Definite Integration
Definite integration involves calculating the area under a curve from one point to another. In the given exercise, we want to find the definite integral of the function \( \frac{\ln 2 x^5}{x^2} \) from \( x = 2 \) to \( x = 3 \). This means we are looking at the total change or accumulation of the logarithmic function over this interval.
- The definite integration distinguishes from indefinite integration because it provides a numerical value rather than a function plus a constant.
- In this exercise, definite integration is handled with additional steps to evaluate the bounds at \( x = 2 \) and \( x = 3 \).
Logarithmic Functions
Logarithmic functions, such as \( \ln(2x^5) \) in this problem, represent the inverse operations of exponential functions. They can be tricky due to their properties and the presence of the natural logarithm \( \ln \).
- Logarithms have a base \( e \), where \( e \approx 2.71828 \), and are commonly used in continuous growth or decay problems.
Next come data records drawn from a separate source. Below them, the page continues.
Issue #2548, opened 2022-06-14
@user search result in Comment field limited to 5 results only


peiying2:
When responding to a comment, @user search result is limited to only 5 people when there could be a lot more. `Michael` is a very common contributor name and you may never find the right person in the drop-down list. 

Workaround appears to be searching by last name, and you have better luck in finding the person you are looking for.

mathjazz:
The list of results will need to remain limited, because we might have too many matches. GitHub here also seems to only show 5 matches.

Looking at this example, we should improve sorting:
<img width="320" alt="Screenshot 2022-06-14 at 17 38 50" src="https://user-images.githubusercontent.com/626716/173694753-57a488ff-7c8a-4096-8e7e-8c89da6e98a5.png">

eemeli:
We should rethink the back-end for this. At the moment, on pontoon.mozilla.org we're fetching 780 kB compresed / 2.85MB raw data from `/get-users/` during/after the translate view's initial load, and then only using it for @-completion when adding a comment. This is... sub-optimal.

As an alternative, we could/should add query parameters to the API endpoint and only call it when actively doing @-completion, which would allow us to filter and prioritise the list according to the current locale, project and even entity. This might add a negligible delay to the dialog when editing, but would also cut 35% from Pontoon's transferred filesize.

PR #2588, opened 2022-07-31
Only fetch /get-users/ when adding a comment

eemeli:
This is a patch for the bad initial loading behaviour identified in #2548. It's not a fix for the issue, but it's a step in a better direction.

With this change, data for @-mentionable users is only fetched when the first AddComment component is rendered, i.e. when one of the following happens:
- an authenticated user clicks on a "COMMENT" button next to a History translation,
- the "REQUEST CONTEXT or REPORT ISSUE" button is clicked, or
- when then team comments tab is opened.

To effect the change, the relevant data is moved to a new React Context.

This reduces the initial data load of Pontoon by about 35% on pontoon.mozilla.org. As a minor regression, there is now a short delay after clicking "REQUEST CONTEXT or REPORT ISSUE" before the contact person's data is entered into the edit field due to the mention data loading in the background.

### DIFF
--- a/translate/src/App.tsx
+++ b/translate/src/App.tsx
@@ -5,13 +5,14 @@ import './App.css';
 
 import { initLocale, Locale, updateLocale } from './context/Locale';
 import { Location } from './context/Location';
+import { MentionUsersProvider } from './context/MentionUsers';
+import { NotificationProvider } from './context/Notification';
 
 import { WaveLoader } from './core/loaders';
 import { NotificationPanel } from './core/notification/components/NotificationPanel';
 import { getProject } from './core/project/actions';
 import { getResource } from './core/resource/actions';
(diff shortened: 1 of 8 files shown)


mathjazz:
@eemeli Could you please resolve the conflict?

mathjazz:
> This reduces the initial data load of Pontoon by about 35% on pontoon.mozilla.org. 

Wow, this is such an improvement! Page load time of the translate view is noticeably improved.

> As a minor regression, there is now a short delay after clicking "REQUEST CONTEXT or REPORT ISSUE" before the contact person's data is entered into the edit field due to the mention data loading in the background.

Yes, I'll file an issue for this, but it's not a blocker.

mathjazz (approved):

mathjazz:
Filed #2591.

- One important property of logarithms used here is the chain rule for differentiation, which allows us to find \( du \) when we differentiate \( u = \ln(2x^5) \).
Calculus Problem Solving
Problem-solving in calculus requires a strategic approach. Here, breaking down complex integrals by using integration techniques exemplifies such strategies.
- Start with assessing the integral's components to identify \( u \) and \( dv \), which is crucial in integration by parts.
- Thoroughly check each differential and integral step ensures a correct application of the integration by parts formula.
Integration Techniques
Integration by parts is a powerful technique to integrate products of functions. It follows the formula: \( \int u \, dv = uv - \int v \, du \).
- Choosing appropriate \( u \) and \( dv \) simplifies the process by manipulating the complexity of the integral.
- In this problem, \( u = \ln(2x^5) \) and \( dv = x^{-2} \, dx \) were chosen.
- This choice helps in finding \( v \) and \( du \), making the integral more straightforward to solve.